The fact that the men in Buckman's were all on the extreme left end of the political spectrum did not distinguish either their recollections of their military days or the way they talked about them from the guys at the American Legion post, who generally fell at the other end of the spectrum is a coincidence I'll talk about later. (Actually, I'm still not sure I understand it.)

Anyway, there were some new faces at the table in Buckman's that night, and I didn't pay much attention to who they were. A girl I was occasionally seeing at the time came in, recognized one of the men, and spoke to him. Later, the girl and I and the man had another drink at the bar and I learned in that conversation that he had been romantically connected with the mother of another girl whom I had found fascinating, perhaps. And the mom definitely gave great parties!

A week or so later I had decided to stop by at Buckman's to see if anything was going on. The older guy from the preceding paragraph was sitting at the bar, and I recognized nobody else, so I sat down to have a drink with him.

It was a quiet evening, and we drank and talked for several hours. We talked about his experiences in World War II as a Marine in the South Pacific (I later was to learn that he had been very, very modest in recounting his own exploits) and the subject of my impending draft call came up. I told him that I was uncommitted and had been thinking about getting out of the draft.

We talked some more. I learned that he had spent a good part of his youth in Woodstock, and was an actor -- when he could find work. I learned that he had not been finding much work of late, and that he felt he was probably drinking a little too much. Maybe a lot too much.

He had plenty bad to say about the military. Most I had heard before. Yet there was a strange sense that as bad as it had been, it was not an experience he would have given up. I do remember asking him what he would do if he were in my situation.

"I'd go." he said. He didn't add any qualifications to the statement.

At some point later in the conversation, I realized that I had made the decision to call my draft board and ask to be drafted as soon as possible.

"I think I probably will." I had said.

Finally we both staggered out of the place and went our separate ways.
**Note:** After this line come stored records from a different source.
PR #4150, opened 2026-03-02
Add saveMap warp, min-distance and route checks

boscv:
Introduce configurable warp-to-saveMap, min-distance behavior and route-based checks to avoid unnecessary teleports. Added new config entries (saveMap_warp, saveMap_warp_minDistance) and centralized warp eligibility into shouldUseWarpToSaveMapForBuyOrSell in CoreLogic. Implemented distance calculation and caching (getDistanceToSaveMap / getDistanceToSaveMapFromCurrentPosition) and improved Task::CalcMapRoute with helpers to resolve saveMap spawn destinations, estimate walk distances, and honor the min-distance threshold when populating warp options. Changes reduce redundant short-distance warps and improve routing accuracy while keeping fallbacks when route computation fails.

### DIFF
--- a/src/AI/CoreLogic.pm
+++ b/src/AI/CoreLogic.pm
@@ -1425,8 +1425,7 @@ sub processAutoStorage {
 				}
 
 				# If warpToBuyOrSell is set, warp to saveMap if we haven't done so
-				if ($config{'saveMap'} ne "" && $config{'saveMap_warpToBuyOrSell'} && !$args->{warpedToSave}
-				    && !$field->isCity && $config{'saveMap'} ne $field->baseName) {
+				if (shouldUseWarpToSaveMapForBuyOrSell($args)) {
 					if ($char->{sitting}) {
 						message T("Standing up to auto-storage\n"), "teleport";
 						ai_setSuspend(0);
@@ -1888,8 +1887,7 @@ sub processAutoSell {
 				undef $args->{'warpedToSave'};
 			}
 
-			if ($config{'saveMap'} ne "" && $config{'saveMap_warpToBuyOrSell'} && !$args->{'warpedToSave'}
-			&& !$field->isCity && $config{'saveMap'} ne $field->baseName) {
+			if (shouldUseWarpToSaveMapForBuyOrSell($args)) {
 				if ($char->{sitting}) {
 					message T("Standing up to auto-sell\n"), "teleport";
 					ai_setSuspend(0);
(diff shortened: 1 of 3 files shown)


src/AI/CoreLogic.pm
```diff
@@ -4054,6 +4047,78 @@ sub processFeed {
 	}
 }
 
+sub shouldUseWarpToSaveMapForBuyOrSell {
+	my ($args) = @_;
+
+	return 0 if (!$config{'saveMap'} || !$config{'saveMap_warpToBuyOrSell'} || $args->{warpedToSave});
+	return 0 if ($field->isCity || $config{'saveMap'} eq $field->baseName);
```
Henrybk: I know this '$field->isCity' has already been here for many years, but why? If we have sellauto set to prontera and we are in geffe, and our savemap is prontera, why shouldn't we teleport to savemap?

Henrybk:
Another thing that does not need to be resolved in this PR (but maybe you are inspired and want to do it), we add go commands and tele2 right at the start of openlist creation, however there might be situations were we are in a place where teleport is prohibited (eg. a guild dungeon), in these instances kore will try to TP/GOcommand out of the dungeon 5 times and fail, then walk all the way to savemap/target instead of going "dungeon > map right outside dungeon (eg. pay_gld) > teleport to savemap".

The solution would be to create a list, probably in tables, with all maps where teleport/GOcommand is prohibited and then only add in calcMapRoute the option to teleport/GOcommand when it is possible to, something like:

Start:
`Add pay_glddun > pay_gld portal to openlist`
`fail to add tele2 to openlist bc pay_glddun is a prohibited map`
`expand pay_glddun > pay_gld portal (removing it from openlist)`
`add all portals of pay_gld to openlist`
`if (can teleport in this map AND not yet added Tele2 in this route) { add Tele2 to openlist }`

billabong93:
> Another thing that does not need to be resolved in this PR (but maybe you are inspired and want to do it), we add go commands and tele2 right at the start of openlist creation, however there might be situations were we are in a place where teleport is prohibited (eg. a guild dungeon), in these instances kore will try to TP/GOcommand out of the dungeon 5 times and fail, then walk all the way to savemap/target instead of going "dungeon > map right outside dungeon (eg. pay_gld) > teleport to savemap".
> 
> 
> 
> The solution would be to create a list, probably in tables, with all maps where teleport/GOcommand is prohibited and then only add in calcMapRoute the option to teleport/GOcommand when it is possible to, something like:
> 
> 
> 
> Start:
> 
> `Add pay_glddun > pay_gld portal to openlist`
> 
> `fail to add tele2 to openlist bc pay_glddun is a prohibited map`
> 
> `expand pay_glddun > pay_gld portal (removing it from openlist)`
> 
> `add all portals of pay_gld to openlist`
> 
> `if (can teleport in this map AND not yet added Tele2 in this route) { add Tele2 to openlist }`
> 
> 

yeah, didnt thought that.. i'm aiming on doing exactly these kind of behavior improvements, i'll look into it. thanks again Henry!

Henrybk (approved):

The next morning I called my draft board through my hangover and asked them to move me up in the draft. They were very obliging.

A month later I was the guest of honor at a great party hosted by the woman with whom the guy in the bar had been romantically involved. I have to say that for assorted pacifists, anarchists, fellow-travellers, and others on the left end of the political spectrum, they gave me a great send-off to go be a soldier.
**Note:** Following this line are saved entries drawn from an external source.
PR #97, opened 2016-05-11
Corrected 'New' Char Deletion

cydh:
- [x] Code review
- [x] QA testing on idRO
- [x] QA testing on iRO

* Fixed `deleteDate` variable that should store formatted date by [current_time] + [deleteDate]
* Added `deleteDateTimestamp` variable for comparing delete date and current time before selecting/deleting char
* Implemented send packets:
  * `'0829' => ['char_delete2_accept', 'a4 a6', [qw(charID code)]], # 12`: Supposed for all clients.
  * `'098f' => ['char_delete2_accept', 'v a4 a*', [qw(length charID code)]]`: idRO.
* Implemented received packet:
  * `'082A' => ['char_delete2_accept_result', 'V V', [qw(charID result)]], # 10`: As answer of char_delete2_accept
* Fixes #93 

Signed-off-by: Cydh Ramdh <cydh@pservero.com>

PR #4222, opened 2026-08-09
Fix confusing "lefting" wording in character delete message

### LINKED ISSUE #128: Confusing language used when deleting characters
In the current character delete code, there is a lot of broken english and prompts that don't necessarilly make sense. For example, when a character is marked for deletion it says "your character is lefting [timestamp]" as in... "your character won't be deleted until [timestamp]"? At least that's what I think it means...

Also when you are prompted to confirm the deletion, you are asked for a birthday / security code, however, when you actually submit the information, it says the email you entered is incorrect.

prajwal-raj:
## Problem
When a character is scheduled for deletion but can't be deleted yet, OpenKore shows:

> It will be deleted lefting [date]!

"lefting" isn't valid English and confuses users into thinking deletion is imminent, when it actually means the character *cannot* be deleted until that date. This was reported in #128 back in 2016 and a prior attempt (#97) was never merged.

## Fix
Changed the message to clearly state the character cannot be deleted until that date, matching the tone of the sibling message right above it ("Deleting is possible since %s.").

Fixes #128


prajwal-raj:
Hi @sctnightcore  small, low-risk wording fix closing a long-standing issue (#128) reported back in 2016. Would appreciate a review when you have a moment!

alisonrag (approved):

The next time I saw the guy in the bar it was on a movie screen. Lee Marvin, decorated Marine war hero of WW II, had made an acting comeback, cut back on his drinking, and married the mother of the girl I had my eye on who was also the woman who had hosted my going away party. If I had ever seen him in person again, I would have had to tell him that he was absolutely right.

Dropping Lee Marvin's name was not the point of this post. What I wanted to do was suggest the place the institution called the draft held in America back before the Vietnam war heated up.
There is nothing like a misguided military adventure to discredit an institution that in itself probably on balance is a benefit to society. I am wondering what institution will suffer from the adventure in Iraq.